(What is needed):
All lines in the listing below that hold the string "cores" are to be tallied, with only the total reported.

*** Provided records ***

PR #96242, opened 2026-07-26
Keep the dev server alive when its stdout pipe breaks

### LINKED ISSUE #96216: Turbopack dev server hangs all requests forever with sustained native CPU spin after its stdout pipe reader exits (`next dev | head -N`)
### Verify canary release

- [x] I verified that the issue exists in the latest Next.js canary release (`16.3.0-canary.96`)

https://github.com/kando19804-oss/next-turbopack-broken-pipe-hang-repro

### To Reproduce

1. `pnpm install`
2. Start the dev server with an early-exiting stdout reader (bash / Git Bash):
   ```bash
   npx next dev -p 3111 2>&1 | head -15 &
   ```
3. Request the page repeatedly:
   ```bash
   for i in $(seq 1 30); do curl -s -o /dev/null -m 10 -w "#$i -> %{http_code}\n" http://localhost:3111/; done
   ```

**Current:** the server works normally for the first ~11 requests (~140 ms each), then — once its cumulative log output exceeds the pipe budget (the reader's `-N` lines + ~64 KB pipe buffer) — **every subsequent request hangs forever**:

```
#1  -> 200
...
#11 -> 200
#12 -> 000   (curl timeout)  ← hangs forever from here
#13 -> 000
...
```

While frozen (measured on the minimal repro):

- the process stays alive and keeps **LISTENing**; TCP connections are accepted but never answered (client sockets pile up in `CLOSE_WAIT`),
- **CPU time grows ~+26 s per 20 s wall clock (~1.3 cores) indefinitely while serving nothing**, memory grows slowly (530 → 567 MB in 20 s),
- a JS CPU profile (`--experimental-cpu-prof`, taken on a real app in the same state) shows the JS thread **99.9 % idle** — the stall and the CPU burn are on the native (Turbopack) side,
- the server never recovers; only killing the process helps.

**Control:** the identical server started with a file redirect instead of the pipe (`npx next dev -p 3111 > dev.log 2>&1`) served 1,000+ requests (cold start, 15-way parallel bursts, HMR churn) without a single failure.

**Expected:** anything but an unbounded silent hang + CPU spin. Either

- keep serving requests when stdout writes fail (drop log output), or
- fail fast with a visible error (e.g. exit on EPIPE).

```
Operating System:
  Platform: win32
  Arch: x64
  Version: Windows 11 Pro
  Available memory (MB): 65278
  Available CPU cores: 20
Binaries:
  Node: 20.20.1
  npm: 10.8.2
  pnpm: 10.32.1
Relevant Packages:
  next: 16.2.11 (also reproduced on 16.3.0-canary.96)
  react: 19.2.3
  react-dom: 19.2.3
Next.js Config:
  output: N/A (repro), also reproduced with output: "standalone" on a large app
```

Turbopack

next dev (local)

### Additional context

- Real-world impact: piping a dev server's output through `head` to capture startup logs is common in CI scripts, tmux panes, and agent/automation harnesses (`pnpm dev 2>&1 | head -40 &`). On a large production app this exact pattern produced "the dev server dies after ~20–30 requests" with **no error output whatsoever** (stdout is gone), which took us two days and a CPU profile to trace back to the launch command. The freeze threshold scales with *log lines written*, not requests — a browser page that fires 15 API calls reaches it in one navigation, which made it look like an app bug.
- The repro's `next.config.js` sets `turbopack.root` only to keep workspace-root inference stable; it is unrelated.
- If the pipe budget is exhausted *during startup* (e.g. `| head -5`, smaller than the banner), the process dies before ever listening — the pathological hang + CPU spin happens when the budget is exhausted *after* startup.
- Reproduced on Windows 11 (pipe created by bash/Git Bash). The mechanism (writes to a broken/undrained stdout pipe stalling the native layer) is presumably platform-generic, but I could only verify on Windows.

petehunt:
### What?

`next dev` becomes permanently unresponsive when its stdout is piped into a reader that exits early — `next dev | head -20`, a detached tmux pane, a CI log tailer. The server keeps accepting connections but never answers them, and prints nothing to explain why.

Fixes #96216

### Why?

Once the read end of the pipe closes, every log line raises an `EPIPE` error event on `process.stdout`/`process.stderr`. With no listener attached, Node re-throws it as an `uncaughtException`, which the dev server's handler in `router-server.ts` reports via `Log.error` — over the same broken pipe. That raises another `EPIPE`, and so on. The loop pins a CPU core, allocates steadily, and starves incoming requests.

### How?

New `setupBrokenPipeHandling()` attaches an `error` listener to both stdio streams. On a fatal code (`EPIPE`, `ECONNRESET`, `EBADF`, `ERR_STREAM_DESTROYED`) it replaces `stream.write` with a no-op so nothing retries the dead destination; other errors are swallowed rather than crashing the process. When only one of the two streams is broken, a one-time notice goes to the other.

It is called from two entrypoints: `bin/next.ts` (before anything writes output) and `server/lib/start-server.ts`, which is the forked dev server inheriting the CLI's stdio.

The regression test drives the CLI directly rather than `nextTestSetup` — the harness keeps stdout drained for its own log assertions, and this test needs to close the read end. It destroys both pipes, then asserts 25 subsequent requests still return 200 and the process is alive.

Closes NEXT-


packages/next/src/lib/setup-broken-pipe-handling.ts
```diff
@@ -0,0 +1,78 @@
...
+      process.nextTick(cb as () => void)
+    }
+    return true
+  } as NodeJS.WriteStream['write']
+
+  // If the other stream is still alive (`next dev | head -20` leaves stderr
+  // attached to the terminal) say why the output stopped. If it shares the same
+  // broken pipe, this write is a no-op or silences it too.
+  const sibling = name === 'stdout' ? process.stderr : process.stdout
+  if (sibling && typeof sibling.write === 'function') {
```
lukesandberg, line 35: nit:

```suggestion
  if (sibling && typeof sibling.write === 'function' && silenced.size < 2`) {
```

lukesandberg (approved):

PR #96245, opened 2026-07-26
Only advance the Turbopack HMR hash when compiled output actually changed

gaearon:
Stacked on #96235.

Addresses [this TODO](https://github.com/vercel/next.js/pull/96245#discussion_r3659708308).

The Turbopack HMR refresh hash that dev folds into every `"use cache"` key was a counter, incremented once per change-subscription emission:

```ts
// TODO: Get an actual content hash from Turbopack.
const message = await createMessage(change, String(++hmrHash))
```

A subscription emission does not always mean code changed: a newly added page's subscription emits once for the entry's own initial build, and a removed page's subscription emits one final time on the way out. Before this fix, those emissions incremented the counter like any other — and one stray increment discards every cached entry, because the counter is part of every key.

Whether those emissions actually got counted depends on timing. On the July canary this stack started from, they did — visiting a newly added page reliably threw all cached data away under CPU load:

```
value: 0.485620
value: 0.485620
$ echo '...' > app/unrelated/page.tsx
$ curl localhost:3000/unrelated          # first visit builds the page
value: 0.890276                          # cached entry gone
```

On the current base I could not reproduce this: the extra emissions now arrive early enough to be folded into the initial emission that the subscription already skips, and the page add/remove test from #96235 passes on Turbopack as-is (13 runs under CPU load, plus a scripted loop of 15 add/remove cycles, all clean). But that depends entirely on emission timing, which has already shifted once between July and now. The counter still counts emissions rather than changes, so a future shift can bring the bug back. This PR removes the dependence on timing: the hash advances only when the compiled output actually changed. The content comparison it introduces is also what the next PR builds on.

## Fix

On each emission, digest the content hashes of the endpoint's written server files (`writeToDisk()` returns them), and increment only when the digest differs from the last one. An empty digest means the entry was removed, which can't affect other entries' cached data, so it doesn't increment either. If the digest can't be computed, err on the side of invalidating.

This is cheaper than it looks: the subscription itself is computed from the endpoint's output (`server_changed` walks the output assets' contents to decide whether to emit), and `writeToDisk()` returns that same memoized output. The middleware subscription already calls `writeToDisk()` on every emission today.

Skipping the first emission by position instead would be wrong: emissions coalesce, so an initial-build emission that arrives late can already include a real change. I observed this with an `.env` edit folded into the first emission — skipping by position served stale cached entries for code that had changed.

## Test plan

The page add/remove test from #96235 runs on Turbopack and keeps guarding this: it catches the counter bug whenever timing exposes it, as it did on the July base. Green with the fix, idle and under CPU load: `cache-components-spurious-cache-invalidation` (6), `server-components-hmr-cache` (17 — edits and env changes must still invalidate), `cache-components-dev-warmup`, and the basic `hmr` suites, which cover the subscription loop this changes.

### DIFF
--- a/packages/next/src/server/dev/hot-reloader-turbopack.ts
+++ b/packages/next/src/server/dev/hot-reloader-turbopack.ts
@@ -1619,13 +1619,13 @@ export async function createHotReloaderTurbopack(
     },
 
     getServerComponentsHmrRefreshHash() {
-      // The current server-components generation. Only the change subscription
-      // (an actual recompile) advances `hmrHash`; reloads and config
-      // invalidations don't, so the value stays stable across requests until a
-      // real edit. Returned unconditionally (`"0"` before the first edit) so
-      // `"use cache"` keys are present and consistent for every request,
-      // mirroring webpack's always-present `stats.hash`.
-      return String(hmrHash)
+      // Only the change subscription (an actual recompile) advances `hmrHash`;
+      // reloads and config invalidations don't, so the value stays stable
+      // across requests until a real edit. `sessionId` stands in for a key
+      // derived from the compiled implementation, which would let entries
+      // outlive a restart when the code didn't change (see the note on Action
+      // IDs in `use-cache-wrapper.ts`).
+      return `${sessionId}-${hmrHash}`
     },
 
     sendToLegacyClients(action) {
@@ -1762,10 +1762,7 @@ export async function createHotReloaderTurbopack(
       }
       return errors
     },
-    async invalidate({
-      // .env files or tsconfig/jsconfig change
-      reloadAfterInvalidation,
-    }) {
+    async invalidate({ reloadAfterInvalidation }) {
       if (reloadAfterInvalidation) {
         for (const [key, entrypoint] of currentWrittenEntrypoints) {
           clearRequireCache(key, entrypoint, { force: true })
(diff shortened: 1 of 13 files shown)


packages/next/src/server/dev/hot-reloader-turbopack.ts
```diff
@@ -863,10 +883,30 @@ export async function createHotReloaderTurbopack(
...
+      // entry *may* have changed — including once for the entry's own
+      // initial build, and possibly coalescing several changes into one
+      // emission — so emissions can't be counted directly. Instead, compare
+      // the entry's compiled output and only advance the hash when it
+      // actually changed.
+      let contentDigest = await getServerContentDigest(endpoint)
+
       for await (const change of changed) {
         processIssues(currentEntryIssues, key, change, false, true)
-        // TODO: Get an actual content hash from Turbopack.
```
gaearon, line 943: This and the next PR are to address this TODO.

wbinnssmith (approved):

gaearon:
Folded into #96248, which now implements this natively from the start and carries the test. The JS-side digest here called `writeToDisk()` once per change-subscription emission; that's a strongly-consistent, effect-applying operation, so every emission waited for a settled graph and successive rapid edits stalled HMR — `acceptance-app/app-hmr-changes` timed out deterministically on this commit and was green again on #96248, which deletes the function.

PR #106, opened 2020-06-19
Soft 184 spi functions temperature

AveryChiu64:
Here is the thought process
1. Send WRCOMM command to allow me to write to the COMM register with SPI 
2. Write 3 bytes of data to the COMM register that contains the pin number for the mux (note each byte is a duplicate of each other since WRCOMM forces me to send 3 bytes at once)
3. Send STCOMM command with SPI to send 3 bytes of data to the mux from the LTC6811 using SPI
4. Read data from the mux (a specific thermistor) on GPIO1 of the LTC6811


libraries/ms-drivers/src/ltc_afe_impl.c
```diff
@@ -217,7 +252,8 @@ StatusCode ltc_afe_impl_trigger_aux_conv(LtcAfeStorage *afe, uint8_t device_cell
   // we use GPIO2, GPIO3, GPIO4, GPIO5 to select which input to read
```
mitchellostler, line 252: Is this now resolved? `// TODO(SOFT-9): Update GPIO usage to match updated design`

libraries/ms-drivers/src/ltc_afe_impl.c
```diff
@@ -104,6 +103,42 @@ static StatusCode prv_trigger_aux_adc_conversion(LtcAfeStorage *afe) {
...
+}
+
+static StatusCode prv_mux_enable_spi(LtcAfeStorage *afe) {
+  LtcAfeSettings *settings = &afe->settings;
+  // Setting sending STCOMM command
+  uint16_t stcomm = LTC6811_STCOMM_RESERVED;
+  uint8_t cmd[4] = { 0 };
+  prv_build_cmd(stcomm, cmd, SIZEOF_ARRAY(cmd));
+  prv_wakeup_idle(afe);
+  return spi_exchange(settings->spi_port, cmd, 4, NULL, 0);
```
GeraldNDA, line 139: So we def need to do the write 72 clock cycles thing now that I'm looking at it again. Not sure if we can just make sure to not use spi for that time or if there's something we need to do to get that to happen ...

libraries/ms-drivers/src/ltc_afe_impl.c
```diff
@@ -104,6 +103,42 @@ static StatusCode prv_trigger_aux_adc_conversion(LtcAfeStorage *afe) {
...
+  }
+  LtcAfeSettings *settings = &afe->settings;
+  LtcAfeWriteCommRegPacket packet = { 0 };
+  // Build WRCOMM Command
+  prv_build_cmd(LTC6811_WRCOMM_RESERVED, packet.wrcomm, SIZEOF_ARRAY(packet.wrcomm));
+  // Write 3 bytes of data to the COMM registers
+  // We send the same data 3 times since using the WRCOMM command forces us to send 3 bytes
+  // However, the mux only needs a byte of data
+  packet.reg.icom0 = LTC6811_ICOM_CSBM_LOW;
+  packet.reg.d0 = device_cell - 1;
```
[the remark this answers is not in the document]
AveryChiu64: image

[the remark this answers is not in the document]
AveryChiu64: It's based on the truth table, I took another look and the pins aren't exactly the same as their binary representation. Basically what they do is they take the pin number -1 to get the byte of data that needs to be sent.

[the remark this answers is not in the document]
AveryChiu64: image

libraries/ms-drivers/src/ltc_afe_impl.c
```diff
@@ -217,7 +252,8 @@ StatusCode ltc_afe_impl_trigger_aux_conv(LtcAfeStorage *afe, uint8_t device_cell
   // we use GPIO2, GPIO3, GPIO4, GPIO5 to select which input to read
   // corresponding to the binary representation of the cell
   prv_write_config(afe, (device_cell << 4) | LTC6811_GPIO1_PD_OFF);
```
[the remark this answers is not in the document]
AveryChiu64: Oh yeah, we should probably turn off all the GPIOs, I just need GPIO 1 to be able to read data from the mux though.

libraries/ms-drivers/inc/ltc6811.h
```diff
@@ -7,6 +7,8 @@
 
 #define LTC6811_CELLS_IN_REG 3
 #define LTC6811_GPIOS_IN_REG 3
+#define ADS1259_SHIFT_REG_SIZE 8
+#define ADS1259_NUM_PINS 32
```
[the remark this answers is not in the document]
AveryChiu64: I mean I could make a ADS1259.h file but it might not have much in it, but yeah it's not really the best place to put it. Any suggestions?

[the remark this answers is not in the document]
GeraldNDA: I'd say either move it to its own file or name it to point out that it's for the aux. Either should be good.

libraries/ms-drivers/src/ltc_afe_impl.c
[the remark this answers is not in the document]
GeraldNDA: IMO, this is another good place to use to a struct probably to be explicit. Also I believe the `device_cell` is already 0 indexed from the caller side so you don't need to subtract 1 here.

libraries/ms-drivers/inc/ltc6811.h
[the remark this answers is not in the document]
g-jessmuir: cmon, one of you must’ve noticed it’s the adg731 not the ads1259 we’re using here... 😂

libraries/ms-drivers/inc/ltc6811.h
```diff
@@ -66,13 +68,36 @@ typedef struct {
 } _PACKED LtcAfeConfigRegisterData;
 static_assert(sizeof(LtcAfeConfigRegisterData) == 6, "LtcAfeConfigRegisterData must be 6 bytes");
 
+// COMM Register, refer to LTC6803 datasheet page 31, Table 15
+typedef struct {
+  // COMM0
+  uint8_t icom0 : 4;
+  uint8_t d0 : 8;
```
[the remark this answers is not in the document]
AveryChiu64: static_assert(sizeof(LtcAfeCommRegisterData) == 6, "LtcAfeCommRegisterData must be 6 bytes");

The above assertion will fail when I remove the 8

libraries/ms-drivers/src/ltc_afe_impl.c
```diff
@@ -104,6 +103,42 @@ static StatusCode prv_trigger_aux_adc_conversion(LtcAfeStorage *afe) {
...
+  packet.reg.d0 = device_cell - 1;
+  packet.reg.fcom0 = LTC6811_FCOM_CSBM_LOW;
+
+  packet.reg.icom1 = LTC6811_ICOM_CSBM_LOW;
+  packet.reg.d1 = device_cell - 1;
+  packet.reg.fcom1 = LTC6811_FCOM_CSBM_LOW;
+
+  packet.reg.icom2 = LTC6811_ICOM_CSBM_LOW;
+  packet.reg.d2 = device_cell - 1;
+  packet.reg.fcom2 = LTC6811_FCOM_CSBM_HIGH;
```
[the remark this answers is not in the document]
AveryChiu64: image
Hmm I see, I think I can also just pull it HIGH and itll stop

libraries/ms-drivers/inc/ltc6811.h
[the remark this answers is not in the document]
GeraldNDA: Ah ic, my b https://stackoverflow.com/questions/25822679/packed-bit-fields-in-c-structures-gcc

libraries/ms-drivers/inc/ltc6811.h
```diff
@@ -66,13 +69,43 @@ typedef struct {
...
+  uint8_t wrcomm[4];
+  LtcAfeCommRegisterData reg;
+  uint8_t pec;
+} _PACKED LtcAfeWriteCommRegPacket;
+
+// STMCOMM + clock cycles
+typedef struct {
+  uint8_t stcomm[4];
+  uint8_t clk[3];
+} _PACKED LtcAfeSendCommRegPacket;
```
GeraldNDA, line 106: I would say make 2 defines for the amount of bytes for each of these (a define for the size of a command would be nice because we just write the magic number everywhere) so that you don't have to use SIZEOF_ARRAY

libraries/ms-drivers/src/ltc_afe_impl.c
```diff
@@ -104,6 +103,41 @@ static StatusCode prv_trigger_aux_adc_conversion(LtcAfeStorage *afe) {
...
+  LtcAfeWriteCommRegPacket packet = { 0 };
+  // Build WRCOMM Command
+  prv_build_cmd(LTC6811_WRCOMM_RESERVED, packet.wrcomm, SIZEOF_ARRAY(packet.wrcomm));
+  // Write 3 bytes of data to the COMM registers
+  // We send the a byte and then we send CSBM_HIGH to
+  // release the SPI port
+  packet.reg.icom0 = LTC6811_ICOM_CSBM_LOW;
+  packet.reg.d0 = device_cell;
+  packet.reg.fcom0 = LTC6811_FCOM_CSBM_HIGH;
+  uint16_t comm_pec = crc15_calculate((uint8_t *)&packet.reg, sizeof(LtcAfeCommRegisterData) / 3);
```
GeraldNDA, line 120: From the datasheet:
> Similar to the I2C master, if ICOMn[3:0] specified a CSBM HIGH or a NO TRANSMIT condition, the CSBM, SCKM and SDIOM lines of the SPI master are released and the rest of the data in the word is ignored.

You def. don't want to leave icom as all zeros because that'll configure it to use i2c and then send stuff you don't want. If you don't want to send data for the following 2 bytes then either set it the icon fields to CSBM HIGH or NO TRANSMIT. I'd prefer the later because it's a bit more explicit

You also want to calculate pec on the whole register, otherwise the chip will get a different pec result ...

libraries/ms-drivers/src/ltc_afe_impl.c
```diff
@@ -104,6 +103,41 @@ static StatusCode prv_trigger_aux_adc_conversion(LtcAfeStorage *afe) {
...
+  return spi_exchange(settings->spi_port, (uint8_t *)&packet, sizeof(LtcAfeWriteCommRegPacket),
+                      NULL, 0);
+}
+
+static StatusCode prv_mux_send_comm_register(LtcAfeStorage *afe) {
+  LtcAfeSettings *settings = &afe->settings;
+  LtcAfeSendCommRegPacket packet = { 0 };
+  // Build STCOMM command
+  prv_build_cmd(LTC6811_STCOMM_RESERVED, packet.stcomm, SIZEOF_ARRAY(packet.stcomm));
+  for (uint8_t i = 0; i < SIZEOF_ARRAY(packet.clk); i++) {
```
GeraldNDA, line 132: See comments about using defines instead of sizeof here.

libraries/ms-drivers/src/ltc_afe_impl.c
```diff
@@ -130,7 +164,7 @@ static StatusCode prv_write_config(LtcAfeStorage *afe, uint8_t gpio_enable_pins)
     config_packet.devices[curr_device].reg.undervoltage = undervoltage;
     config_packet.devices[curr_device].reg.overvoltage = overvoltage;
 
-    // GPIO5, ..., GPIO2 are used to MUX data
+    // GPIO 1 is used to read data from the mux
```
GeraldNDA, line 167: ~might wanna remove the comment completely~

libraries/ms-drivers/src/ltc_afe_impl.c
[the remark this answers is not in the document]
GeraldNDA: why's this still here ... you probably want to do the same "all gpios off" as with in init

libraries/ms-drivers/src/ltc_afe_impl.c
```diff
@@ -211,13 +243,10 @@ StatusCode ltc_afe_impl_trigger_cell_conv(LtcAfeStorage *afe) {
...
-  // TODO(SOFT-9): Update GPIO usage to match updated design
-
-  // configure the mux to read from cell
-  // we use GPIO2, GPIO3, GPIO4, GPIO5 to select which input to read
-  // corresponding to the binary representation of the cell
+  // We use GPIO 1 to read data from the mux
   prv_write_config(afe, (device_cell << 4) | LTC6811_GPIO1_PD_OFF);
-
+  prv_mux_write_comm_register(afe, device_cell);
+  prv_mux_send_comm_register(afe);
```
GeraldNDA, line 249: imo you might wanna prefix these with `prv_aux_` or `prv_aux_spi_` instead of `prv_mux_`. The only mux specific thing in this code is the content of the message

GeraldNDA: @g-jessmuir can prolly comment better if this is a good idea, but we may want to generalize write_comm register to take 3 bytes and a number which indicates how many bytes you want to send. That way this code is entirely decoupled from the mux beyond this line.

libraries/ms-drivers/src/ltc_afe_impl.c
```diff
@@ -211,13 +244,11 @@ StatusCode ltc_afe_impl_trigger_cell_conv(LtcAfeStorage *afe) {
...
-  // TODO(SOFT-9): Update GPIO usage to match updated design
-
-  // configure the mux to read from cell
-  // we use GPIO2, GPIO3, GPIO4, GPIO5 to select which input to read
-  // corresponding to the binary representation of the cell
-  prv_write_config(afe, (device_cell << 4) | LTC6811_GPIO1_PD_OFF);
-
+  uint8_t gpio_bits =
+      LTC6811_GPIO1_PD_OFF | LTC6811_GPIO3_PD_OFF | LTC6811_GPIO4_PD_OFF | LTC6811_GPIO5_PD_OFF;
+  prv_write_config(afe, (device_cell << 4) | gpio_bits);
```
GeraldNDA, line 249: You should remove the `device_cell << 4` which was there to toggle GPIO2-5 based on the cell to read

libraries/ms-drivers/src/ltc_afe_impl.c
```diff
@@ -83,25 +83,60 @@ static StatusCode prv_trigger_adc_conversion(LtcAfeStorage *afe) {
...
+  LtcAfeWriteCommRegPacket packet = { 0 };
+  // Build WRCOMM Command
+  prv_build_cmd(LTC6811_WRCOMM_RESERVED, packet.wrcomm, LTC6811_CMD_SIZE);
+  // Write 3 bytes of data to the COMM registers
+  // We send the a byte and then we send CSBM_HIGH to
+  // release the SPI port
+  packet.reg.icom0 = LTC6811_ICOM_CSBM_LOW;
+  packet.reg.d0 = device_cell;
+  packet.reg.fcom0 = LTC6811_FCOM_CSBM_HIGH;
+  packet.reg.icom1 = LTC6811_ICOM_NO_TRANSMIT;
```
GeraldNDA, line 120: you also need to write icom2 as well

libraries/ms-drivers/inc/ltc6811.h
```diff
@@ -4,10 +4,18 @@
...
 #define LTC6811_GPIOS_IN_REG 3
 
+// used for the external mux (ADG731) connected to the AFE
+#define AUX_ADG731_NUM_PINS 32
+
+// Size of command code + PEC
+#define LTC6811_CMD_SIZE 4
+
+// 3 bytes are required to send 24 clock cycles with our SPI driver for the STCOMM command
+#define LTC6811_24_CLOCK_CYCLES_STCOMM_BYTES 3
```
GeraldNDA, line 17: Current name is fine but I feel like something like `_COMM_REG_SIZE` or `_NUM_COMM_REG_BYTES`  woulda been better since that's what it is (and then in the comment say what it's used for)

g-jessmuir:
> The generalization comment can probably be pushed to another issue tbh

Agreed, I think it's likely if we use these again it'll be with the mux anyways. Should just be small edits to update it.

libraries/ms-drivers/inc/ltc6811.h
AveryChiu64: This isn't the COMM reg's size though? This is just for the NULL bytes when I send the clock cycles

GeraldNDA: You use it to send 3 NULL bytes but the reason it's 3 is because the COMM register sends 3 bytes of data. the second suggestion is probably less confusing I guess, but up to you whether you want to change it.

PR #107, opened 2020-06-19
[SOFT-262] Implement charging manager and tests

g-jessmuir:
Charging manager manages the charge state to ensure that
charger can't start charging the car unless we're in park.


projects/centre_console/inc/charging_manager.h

*** End of Provided records ***

(Answer for this exercise):
2